» **EXERCISE INSTRUCTIONS**
Copy out all of the material. Every line must match the original.

» **PROVIDED ENTRIES**

PR #96, opened 2018-12-01
Quit if clipnotify fails

ggVGc:
I think this is more useful behaviour, so possibly better for others too.


cdown:
Hi! Why? What's your justification?

cdown:
Closing due to lack of response.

» **RESPONSE BOX**
PR #96, opened 2018-12-01
Quit if clipnotify fails

ggVGc:
I think this is more useful behaviour, so possibly better for others too.


cdown:
Hi! Why? What's your justification?

cdown:
Closing due to lack of response.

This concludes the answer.